PR #662, opened 2020-05-02
PG-1329: Recognize "he said" text and automatically apply to other blocks

tombogle:
Initial implementation to detect and store reporting clauses and generate the corresponding "he said" reference blocks in GetBlocksForVerseMatchedToReferenceText.

This includes the migration of the "heSaid" element to "reportingClause" (now a list)
(Also fixed a few typos/misspellings)

---
This change is [Reviewable](https://reviewable.io/reviews/sillsdev/glyssen/662)

### DIFF
--- a/GlyssenEngine/Bundle/GlyssenDblTextMetadata.cs
+++ b/GlyssenEngine/Bundle/GlyssenDblTextMetadata.cs
@@ -230,7 +230,7 @@ namespace GlyssenEngine.Bundle
 		}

★ ★ ★ ★ ★ ★ ★

WHAT IS NEEDED
Output the line that contains "(Also fixed a few typos/misspellings)", followed by every later line in the listing, with no line omitted and none added.

SOLVED PROBLEM
(Also fixed a few typos/misspellings)

---
This change is [Reviewable](https://reviewable.io/reviews/sillsdev/glyssen/662)

### DIFF
--- a/GlyssenEngine/Bundle/GlyssenDblTextMetadata.cs
+++ b/GlyssenEngine/Bundle/GlyssenDblTextMetadata.cs
@@ -230,7 +230,7 @@ namespace GlyssenEngine.Bundle
 		}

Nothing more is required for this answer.